Sacred art incorporates a series of characteristics that are necessary to recognize and deeply understand. For example, a painting may provoke a religious feeling, but it may not be appropriate to celebrate Holy Mass in front of it. If the elements that make up the artistic work, even if dominated by a religious feeling, are not spiritualized to a sufficient degree, too much attention is focused on a sensitive, purely aesthetic element, without elevating itself to a spiritual plane, which helps someone to place themselves before God. It should not, therefore, be treated as sacred art, but rather within the more general scope of religious art.

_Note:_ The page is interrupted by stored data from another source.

PR #944, opened 2017-12-22
3157: Openlist analysis

BirkAndMe:
https://platform.dandigbib.org/issues/3157

### DIFF
--- a/modules/p2/ting_openlist/include/ting_openlist_analysis.inc
+++ b/modules/p2/ting_openlist/include/ting_openlist_analysis.inc
@@ -10,13 +10,6 @@ function ting_openlist_get_local_analysis() {
   return '<pre>' . htmlentities(var_export($data, TRUE)) . '</pre>';
 }
 
-function ting_openlist_submit_local_analysis() {
-  dpm(ding_provider_invoke('openlist', 'call_module', 'LocalAnalysis', 'sendData', array(ting_openlist_get_local_analysis_data())));
-
-
-  return "Stats are sent.";
-}
-
 function ting_openlist_get_local_analysis_data() {
   $data = array();
 
--- a/modules/p2/ting_openlist/include/ting_openlist_analysis.inc
+++ b/modules/p2/ting_openlist/include/ting_openlist_analysis.inc
@@ -5,45 +5,40 @@
  * Functions for analysis of local OpenList Entities
  */
 
-function ting_openlist_get_local_analysis() {
-  $data = ting_openlist_get_local_analysis_data();
-  return '<pre>' . htmlentities(var_export($data, TRUE)) . '</pre>';
-}
-
-function ting_openlist_get_local_analysis_data() {
-  $data = array();
-
-  // Providers.
+function ting_openlist_local_analysis_data_providers() {
   $query = db_select('users', 'u');
   $query->join('users_roles', 'ur', 'ur.uid = u.uid');
   $query->join('role', 'r', "r.rid = ur.rid AND r.name = 'provider'");
-  $data['providers'] = $query->countQuery()->execute()->fetchField();
+  return $query->countQuery()->execute()->fetchField();
+}
 
-  // Providers openlist id
+function ting_openlist_local_analysis_data_providers_id() {
   $query = db_select('users', 'u');
   $query->join('users_roles', 'ur', 'ur.uid = u.uid');
   $query->join('role', 'r', "r.rid = ur.rid AND r.name = 'provider'");
   $query->condition('openlist_uid', NULL, 'IS NOT');
-  $data['providers_openlist_id'] = $query->countQuery()->execute()->fetchField();
+  return $query->countQuery()->execute()->fetchField();
+}
 
-  // Providers openlist is sync
+function ting_openlist_local_analysis_data_providers_openlist_is_sync() {
   $query = db_select('users', 'u');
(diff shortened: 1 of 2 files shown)


modules/p2/ting_openlist/include/ting_openlist_analysis.inc
```diff
@@ -0,0 +1,97 @@
...
+  $query->addField('s', 'cnt');
+  $query
+    ->groupBy('s.uid')
+    ->groupBy('s.cnt')
+    ->orderBy('cnt', 'DESC')
+    ->range(0, 10);
+  $data['top10_list'] = $query->execute()->fetchAllKeyed();
+
+  // Element counts
+  $squery = db_select('field_data_field_list_objects', 'flo');
```
kasperg: The use of `$squery` is quite confusing.

1. The name does not reveal what the variable represents. I do not understand what the `s` stands for.
2. Through this >7OLOC function the same variable is both defined (L44), modified in new code blocks (L64-65) and overwritten (L78). That is quite different to `$query` where each block starts with a definition and ends with a query.

modules/p2/ting_openlist/include/ting_openlist_analysis.inc
```diff
@@ -0,0 +1,97 @@
...
+}
+
+function ting_openlist_submit_local_analysis() {
+  dpm(ding_provider_invoke('openlist', 'call_module', 'LocalAnalysis', 'sendData', array(ting_openlist_get_local_analysis_data())));
+
+
+  return "Stats are sent.";
+}
+
+function ting_openlist_get_local_analysis_data() {
```
kasperg: Please add documentation of what this function does.

The result of this function is passed directly to OpenList for analysis so it is important that the structure of the return value is described.

modules/p2/ting_openlist/include/ting_openlist_analysis.inc
```diff
@@ -0,0 +1,97 @@
...
+
+/**
+ * @file
+ * Functions for analysis of local OpenList Entities
+ */
+
+function ting_openlist_get_local_analysis() {
+  $data = ting_openlist_get_local_analysis_data();
+  return '<pre>' . htmlentities(var_export($data, TRUE)) . '</pre>';
+}
```
kasperg: I do not think this function provides much value on its own. It seems directly tied to `ting_openlist_show_local_analysis_form_callback()` so the logic might as well be placed there.

modules/p2/ting_openlist/include/ting_openlist_analysis.inc
```diff
@@ -0,0 +1,150 @@
+<?php
+
+/**
+ * @file
+ * Functions for analysis of local OpenList Entities
+ */
+
+/**
+ * Get providers.
```
kasperg: Please change the documentation to "provider users" instead of "providers". A provider will usually be module/system which integrates with Ding using the `ding_provider` module.

I know that Drupal users created through the provider system also have the role "provider". This is unfortunate but also hard to change. This is why we need to be precise in our documentation.

modules/p2/ting_openlist/include/ting_openlist_analysis.inc
```diff
@@ -0,0 +1,150 @@
...
+  $query->condition('openlist_modified', 0, '>');
+  return $query->countQuery()->execute()->fetchField();
+}
+
+/**
+ * Count the types of lists.
+ *
+ * @return array
+ *   An associative array, where the key is the list_type_X (X being number of
+ *   lists) and the key is number of occurences.
```
kasperg: This sounds odd to me.

As I read it if there are 42 lists of type `books_read` then the array would contain the following key-value pair:

`books_read_42 => 42`

Perhaps I do not understand the inner workings of the OpenList analysis or I misunderstand the comment.

modules/p2/ting_openlist/include/ting_openlist_analysis.inc
```diff
@@ -0,0 +1,150 @@
...
+    ->orderBy('s.cnt');
+  return $query->execute()->fetchAllKeyed();
+}
+
+/**
+ * The top 10 duplicate lists.
+ *
+ * @return array
+ *   Keyed array, where they key is the openlist_uid and value the number of
+ *   list duplicates.
```
kasperg: I am afraid do not understand the documentation of this function either. It says that the function returns "duplicate lists" but it seems to return an array where the keys are OpenList *user* ids.

Could it be that the method returned the top 10 *users* ordered by the number of duplicate lists they have?

modules/p2/ting_openlist/include/ting_openlist_analysis.inc
```diff
@@ -0,0 +1,150 @@
...
+    ->range(0, 10);
+  return $query->execute()->fetchAllKeyed();
+}
+
+/**
+ * Get lists with duplicate elements.
+ *
+ * @return array
+ *   An associative array, where the key tells how many duplicates there is, and
+ *   the value is the number of occurences.
```
kasperg: Again I might be misunderstanding something. The DocBlock says that the function returns "lists with duplicate elements".

As I read it does not return any actual lists but rather the number of times a list duplicates occur. Example: If 10 lists have been duplicated 3 times and, 7 lists have been duplicated 2 times then the method would return

```php
[
  3 => 10,
  2 => 7,
]
```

Sacred art, in short, not only must serve the Liturgy and respect specifically liturgical ends - whilst remaining faithful to its natural requirements as art -, but it must also express and promote these ends in its own way, directing it towards that purpose. the aesthetic pleasure that, by its nature, art itself is responsible for producing. Therefore, if the artist, in addition to being authentically so, is not vitally permeated with general religiosity and at the same time with liturgical religiosity, he will not be able to produce an authentic work of sacred art.
A series of consequences can be deduced from this. Sacred art must be understandable, that is, it must serve as a teaching, because it is a "theology in images". It must represent the truths of faith, not in an arbitrary way, but by expounding Christian dogma with the greatest possible fidelity and with authentically pious feelings.